Anthem settles lawsuit, stops 'death spiral' policies
Anthem Blue Cross in California has settled a class-action lawsuit, agreeing to stop dramatically rising premiums for about 122,000 of its members. The WellPoint (NYSE: WLP) subsidiary also will allow those members to join new Anthem plans without having their medical histories reviewed.
The nonprofit organization Consumer Watchdog and several Anthem consumers accused California's largest for-profit health insurer of closing certain policies without first notifying them of the closures or allowing them to change plans, the Los Angeles Times reports.

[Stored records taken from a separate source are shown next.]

PR #347, opened 2023-06-01
neon: Fix image background antialiasing

provokateurin:
Only today I realized that a color filter is needed to fix this. Previously I was trying to do it using a Stack or the background color, but that didn't work out due to the antialiasing that is applied

Before:
image
After:
image

### DIFF
--- a/packages/neon/neon/lib/src/widgets/image_wrapper.dart
+++ b/packages/neon/neon/lib/src/widgets/image_wrapper.dart
@@ -15,14 +15,17 @@ class NeonImageWrapper extends StatelessWidget {
   final BorderRadius? borderRadius;
 
   @override
-  Widget build(final BuildContext context) => SizedBox.fromSize(
-        size: size,
-        child: ClipRRect(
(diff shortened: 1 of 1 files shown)


packages/neon/neon/lib/src/widgets/image_wrapper.dart
```diff
@@ -15,14 +15,17 @@ class NeonImageWrapper extends StatelessWidget {
...
-            child: Center(
-              child: child,
+  Widget build(final BuildContext context) => ClipRRect(
+        borderRadius: borderRadius ?? BorderRadius.zero,
+        child: ColorFiltered(
+          colorFilter: ColorFilter.mode(color, BlendMode.dstATop),
+          child: SizedBox.fromSize(
+            size: size,
+            child: ColoredBox(
+              color: Colors.transparent,
```
Leptopoda, line 25: Huh what happened here? :eyes: 

The ColoredBox could probably be removed

Leptopoda (changes requested):

Leptopoda (approved):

They alleged the practice violates state law, which requires health insurers that close a policy to either offer consumers new comparable coverage or minimize premium increases, according to the settlement.
In a tactic often referred to as a "death spiral," insurers close a certain health plan to new enrollees while raising premium rates paid by the remaining members until they can no longer afford it. In this case, consumers alleged that Anthem then increased premium rates without offering comparable options, thus trapping older customers and those with pre-existing conditions into policies they couldn't afford but also couldn't leave, the LA Times notes.
"The policy pool shrinks, and those with health conditions are trapped," Consumer Watchdog spokesperson Jerry Flanagan said, adding that health plans have rejected consumers from new plans for conditions as common as asthma or minor as toenail fungus, the Santa Monica Daily Press reports.
California Superior Court preliminarily agreed to the settlement. It will be finalized at a hearing in August, notes the Daily Press.